Data excerpts:
_ _ _ _ _ _ _
PR #5610, opened 2025-11-19
check/copy/diff/stats: reduce memory usage

MichaelEischer:
The `index.AssociatedSet` is a very memory efficient way to track BlobHandles. Up to now its usage was limited to the `prune` command. However, after https://github.com/restic/restic/pull/5560 it's now easily possible to use it in place of a `restic.BlobSet`. Replace all BlobSet usages where it is expected that a large number of BlobHandles are stored there.

Test generation was AI assisted.

No. I had the idea while reviewing https://github.com/restic/restic/pull/5469 .

Checklist
---------


MichaelEischer (commented):
LGTM.

PR #5611, opened 2025-11-20
docs: correct the schema provided for tag summary

insertish:

Updates the documentation page about scripting with a small fix for the tag command's summary message.

Actual schema in the code: https://github.com/restic/restic/blob/master/cmd/restic/cmd_tag.go#L76

No, just a small doc fix.

Checklist
---------

N/A


MichaelEischer (approved):
LGTM. Thanks!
_ _ _ _ _ _ _
Reproduce without change every line of the entries above, from the one containing "Updates the documentation" through the last.

Updates the documentation page about scripting with a small fix for the tag command's summary message.

Actual schema in the code: https://github.com/restic/restic/blob/master/cmd/restic/cmd_tag.go#L76

No, just a small doc fix.

Checklist
---------

N/A


MichaelEischer (approved):
LGTM. Thanks!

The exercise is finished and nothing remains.